Having a problem getting around encoding error on a Python 3.6
UnicodeDecodeError: ‘utf-16-le’ codec can’t decode bytes in position 14-15:
unexpected end of data
Any suggestions?
-Thanks
That means that the data cannot be decoded. Either the file is corrupted, or it is being read using the wrong encoding. UTF-16 is not so common as far as I know; are you overriding the encoding manually? Have you tried opening the file or stream with explicit encoding, e.g., open(..., encoding="utf8")
?
Thank you for responding. I am using statement and several variations of -
if type(content) == str:
content = content.encode(‘utf-8’)
This works with other Turkish files I have been working with.
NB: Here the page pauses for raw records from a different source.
PR #5612, opened 2023-04-10
chore: [#184305938] view more / less button added to formation review…

FarazA22:
## Description

I created a wrapper component that takes a string and can restrict the number of lines can wrap. The component has a view more and view less button that expands and collapses the text. 

### Ticket

[184305938](https://www.pivotaltracker.com/story/show/184305938)

### Approach

I leverage a popular yarn package.

## Code author checklist

### DIFF
--- a/web/src/components/ExpandCollapseString.tsx
+++ b/web/src/components/ExpandCollapseString.tsx
@@ -1,0 +1,27 @@
+import { ReactElement } from "react";
+import ClampLines from "react-clamp-lines";
+
+interface Props {
+  text: string;
+  dataTestId?: string;
+  viewMoreText: string;
+  viewLessText: string;
+  lines: number;
+}
+
+export const ExpandCollapseString = (props: Props): ReactElement => {
+  return (
+    <div {...(props.dataTestId ? { "data-testid": props.dataTestId } : {})}>
+      <ClampLines
+        text={props.text}
+        id={Math.random().toString().slice(2)}
+        lines={props.lines}
+        ellipsis="..."
+        moreText={props.viewMoreText}
+        lessText={props.viewLessText}
+        className="lines-ellipsis"
+        innerElement="p"
+      />
+    </div>
+  );
+};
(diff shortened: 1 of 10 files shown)


web/src/components/ExpandCollapseString.tsx
```diff
@@ -0,0 +1,27 @@
...
+  viewLessText: string;
+}
+
+export const ExpandCollapseString = (props: Props): ReactElement => {
+  return (
+    <div {...(props.dataTestId ? { "data-testid": props.dataTestId } : {})}>
+      <ClampLines
+        text={props.text}
+        id={props.id}
+        lines={2}
```
aloverso, line 18: In order for this to be more reusable, should the number of lines be a prop maybe?

web/src/components/ExpandCollapseString.tsx
```diff
@@ -0,0 +1,27 @@
+import { ReactElement } from "react";
+import ClampLines from "react-clamp-lines";
+
+interface Props {
+  text: string;
+  id: string;
```
aloverso, line 6: Why is it necessary to pass an ID? we don't often use ids on html elements

web/src/components/tasks/business-formation/review/ReviewText.tsx
```diff
@@ -14,6 +15,7 @@ interface Props {
   header: string;
   fieldName: FormationTextField;
   stepName: FormationStepNames;
+  isExpandCollapseStringEnabled?: boolean;
```
aloverso, line 18: could maybe be shortened to `isExpandable` or something?

aloverso:
I'm surprised this isn't failing the dependency-check, since it introduces a new library without updating the dependency checker file. Any idea why?

web/src/components/ExpandCollapseString.tsx
FarazA22: I was debating whether they should be a prop now or in the future when the need arose. I can make the update now.

aloverso: Yeah, I'm usually opposed to extra props until the need arises, totally. I just thought maybe in this case, it was important enough to the usage of the component that it seemed like a good candidate

FarazA22:
> I'm surprised this isn't failing the dependency-check, since it introduces a new library without updating the dependency checker file. Any idea why?

This is a really good question, I usually don't worry about the dependency check until it screams at me. I'll take a look.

So, how are you reading the files? Could you post a code example that fails along with the complete error traceback?
Thanks - This is a work script and a lot of it is packaged so I don’t have access to a lot of the code. I will pursue this with our engineering team.
Thank you so much for taking the time to help me.
The “unexpected end of data” message suggests that the bytes in position 14-15 are part of “surrogate pairs”, and therefore the bytes in position 15-16 must also be a surrogate pair.
Check if the bytes in 14-15 lies between D800 and DBFF. If so, then you’ll need to grab them best two bytes to compete the character.